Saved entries
PR #4283, opened 2024-02-07
docs(async): use `Array.fromAsync()` in `debounce()` example

### LINKED ISSUE #4282: suggestion(async): Update `debounce` JSDoc example with `Array.fromAsync`
There are current JSDoc comments.

https://github.com/denoland/deno_std/blob/52138c6f99fb3cf59d690722a07eb140c2203acc/async/debounce.ts#L27-L37

BTW, `Array.fromAsync` implemented [Deno 1.38.0 ](https://deno.com/blog/v1.38#v8-120).

So, it could be able to replace without type annotation like below. 

```typescript
Array.fromAsync(
  Deno.watchFs('./'),
  debounce((event) => {
    console.log('[%s] %s', event.kind, event.paths[0]);
  }, 200),
);
```

Hajime-san:
resolves #4282

### DIFF
--- a/async/debounce.ts
+++ b/async/debounce.ts
@@ -26,15 +26,12 @@ export interface DebouncedFunction<T extends Array<unknown>> {
  * ```
  * import { debounce } from "https://deno.land/std@$STD_VERSION/async/debounce.ts";
  *
- * const log = debounce(
- *   (event: Deno.FsEvent) =>
- *     console.log("[%s] %s", event.kind, event.paths[0]),
- *   200,
+ * Array.fromAsync(
+ *   Deno.watchFs('./'),
+ *   debounce((event) => {
+ *     console.log('[%s] %s', event.kind, event.paths[0]);
+ *   }, 200),
  * );
- *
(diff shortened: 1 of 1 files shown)


async/debounce.ts
```diff
@@ -26,15 +26,12 @@ export interface DebouncedFunction<T extends Array<unknown>> {
  * ```
  * import { debounce } from "https://deno.land/std@$STD_VERSION/async/debounce.ts";
  *
- * const log = debounce(
- *   (event: Deno.FsEvent) =>
- *     console.log("[%s] %s", event.kind, event.paths[0]),
- *   200,
+ * Array.fromAsync(
```
iuioiua, line 29:
```suggestion
 * await Array.fromAsync(
```

iuioiua (approved):
LGTM. Thank you!

kt3k:
I feel this is rather confusing as we don't use the result of `Array.fromAsync()`

iuioiua:
Perhaps. Though, we don't assign the result to a variable... Happy to revert if you prefer.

§ **Task directions**:
Down to the last line, restate the records exactly.

§ **Reply to the exercise**:
PR #4283, opened 2024-02-07
docs(async): use `Array.fromAsync()` in `debounce()` example

### LINKED ISSUE #4282: suggestion(async): Update `debounce` JSDoc example with `Array.fromAsync`
There are current JSDoc comments.

https://github.com/denoland/deno_std/blob/52138c6f99fb3cf59d690722a07eb140c2203acc/async/debounce.ts#L27-L37

BTW, `Array.fromAsync` implemented [Deno 1.38.0 ](https://deno.com/blog/v1.38#v8-120).

So, it could be able to replace without type annotation like below. 

```typescript
Array.fromAsync(
  Deno.watchFs('./'),
  debounce((event) => {
    console.log('[%s] %s', event.kind, event.paths[0]);
  }, 200),
);
```

Hajime-san:
resolves #4282

### DIFF
--- a/async/debounce.ts
+++ b/async/debounce.ts
@@ -26,15 +26,12 @@ export interface DebouncedFunction<T extends Array<unknown>> {
  * ```
  * import { debounce } from "https://deno.land/std@$STD_VERSION/async/debounce.ts";
  *
- * const log = debounce(
- *   (event: Deno.FsEvent) =>
- *     console.log("[%s] %s", event.kind, event.paths[0]),
- *   200,
+ * Array.fromAsync(
+ *   Deno.watchFs('./'),
+ *   debounce((event) => {
+ *     console.log('[%s] %s', event.kind, event.paths[0]);
+ *   }, 200),
  * );
- *
(diff shortened: 1 of 1 files shown)


async/debounce.ts
```diff
@@ -26,15 +26,12 @@ export interface DebouncedFunction<T extends Array<unknown>> {
  * ```
  * import { debounce } from "https://deno.land/std@$STD_VERSION/async/debounce.ts";
  *
- * const log = debounce(
- *   (event: Deno.FsEvent) =>
- *     console.log("[%s] %s", event.kind, event.paths[0]),
- *   200,
+ * Array.fromAsync(
```
iuioiua, line 29:
```suggestion
 * await Array.fromAsync(
```

iuioiua (approved):
LGTM. Thank you!

kt3k:
I feel this is rather confusing as we don't use the result of `Array.fromAsync()`

iuioiua:
Perhaps. Though, we don't assign the result to a variable... Happy to revert if you prefer.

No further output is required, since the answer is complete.